Parsing Data
This section outlines the process of building a parser through Python. By parser, I refer to a program that identifies patterns in a string of characters and extracts the data embedded in those patterns. In my project, building a parser was a crucial step in making use of the Garrison Records dataset.
The Garrison Records dataset, as provided by the Jangseogak Archives, is already marked-up, or tagged, with indices on biographical and spatial metadata. As I discussed in the dataset section, these indices, including but not limited to name, duties, buildings and geographical location, were the patterns that my parser was designed to identify and extract.
The first step towards building this parser was to generate a comprehensive list of tags from the dataset. Since I was provided with this dataset without much contextual information, this step was necessary to take full advantage of it. Thus, using a program that finds all unique tags in a XML format, I came up with the following list of tags:
After identifying these tags, a python script was written to extract the respective element of each tag, then save them into a tab-separated values (TSV) file. A TSV file was better suited for my dataset than a comma-separated values (CSV) file, given that the extracted elements were often a list of values separated by commas.
Here is my python script, embedded as a Jupyter notebook:
While extracting the elements for simple tags such as <duties></duties> or <geo></geo> was relatively easy, there were unforeseen difficulties with tags containing attributes such as different types of notes: <note type2=""author""></note> and <note typepos=""marginal””></note>.

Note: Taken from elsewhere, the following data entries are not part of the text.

PR #20141, opened 2022-05-05
MM-38982: fixes SVG uploading

koox00:
#### Summary

Uploading SVG files was "almost" treated like an image in some places,
resulting in not showing the SVG on the client.
This is happening because when we fail to generate a mini preview for an
image, we prepend "invalid-" to the MimeType.

This commit adds a check to guard against SVG files in methods that make
no sense for SVGs.

#### Ticket Link

https://mattermost.atlassian.net/browse/MM-38982

#### Release Note

```release-note
Fixes uploading SVG files
```


streamer45:
Thanks @koox00, I am thinking the core issue here is that we are messing with the mime-type which we shouldn't. 

@cpoile  I assume that was a temporary solution and that we figured out the problem eventually so does it still make sense to keep that logic?

koox00:
> Thanks @koox00, I am thinking the core issue here is that we are messing with the mime-type which we shouldn't.

That's true, but also some methods are too specific for images, that assume a `thumb` file and a `preview` one, which don't exist for SVGs

koox00:
>  @koox00 Am I right in assuming that even if we removed the invalid- mime prefix we would still need these changes?

@cpoile not that the app is going to crash without the changes, but IMO, yes either way these changes would be good to have

agnivade:
Yeah, the original OOM issue was due to passing the image preview as part of *model.Post to all plugins. Therefore, serializing the huge byte slice caused a large allocation. Then there was another unrelated issue caused by a model API change, but that didn't cause any memory problem.

We can revert this one if it does not make sense any more.

koox00:
@agnivade, @cpoile what do you propose to do, 
so should I close this PR, 
revert this one https://github.com/mattermost/mattermost-server/pull/18445,
or just re-assign the ticket?

agnivade:
I'll defer to Claudio/CPoile on this.

streamer45:
@koox00 I think we can remove the "invalid" mime type fix on top of this PR and proceed.

koox00:
> @koox00 I think we can remove the "invalid" mime type fix on top of this PR and proceed.

@streamer45 done

cpoile (approved):
Thanks @koox00 !

streamer45 (approved):
There are a couple more places where we check against `image/svg+xml`. I'd suggest using the nice util you added here. Other than that, it looks great, thanks :+1:

jgilliam17:
@koox00 Sometimes when I add a single .svg file it is not shown, but if the file is part of multi-attachment post it is shown. 
On the image, the window svg was posted twice (see red lines) and it failed to be shown, but preview is there when it is posted later in a multi-attachment post 
Screen Shot 2022-05-16 at 6 02 08 PM

koox00:
> @koox00 Sometimes when I add a single .svg file it is not shown, but if the file is part of multi-attachment post it is shown.
On the image, the window svg was posted twice (see red lines) and it failed to be shown, but preview is there when it is posted later in a multi-attachment post

The previews are shown now though, right? I assume it's this (the timestamp matches):

Screenshot 2022-05-17 at 11 52 10 AM

jgilliam17:
@koox00 I still don't see the single svg posts on Chrome and Safari. They are visible on FirefoxScreen Shot 2022-05-17 at 8 47 54 AM

koox00:
@jgilliam17 OK the issue for not showing are CSS rules, (which this PR doesn't change).
I'll raise a webapp PR as well.

jgilliam17:
@koox00 do we have to wait for webapp PR before merging this one?

jgilliam17:
Just waiting for E2Es to finish, will merge after report posts and if everything looks good.

koox00:
> @koox00 do we have to wait for webapp PR before merging this one?

@jgilliam17 I've added this ticket for webapp https://mattermost.atlassian.net/browse/MM-44470

jgilliam17 (approved):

The issue was not only that there were different types of tags, but that there were multiple layers of nested tags. For the moment, due to limited time and the need for a better-designed database schema for the nested tags, I have decided to extract only the outermost layer of these nested tags.
Regarding the issue of different types of notes, I made the decision to implement more of a hard-coded method. This is because the comprehensive list of tags was relatively short, and thus a more elegant script that automates the entire process of finding the unique tags and then extracting the elements from these tags was unnecessary.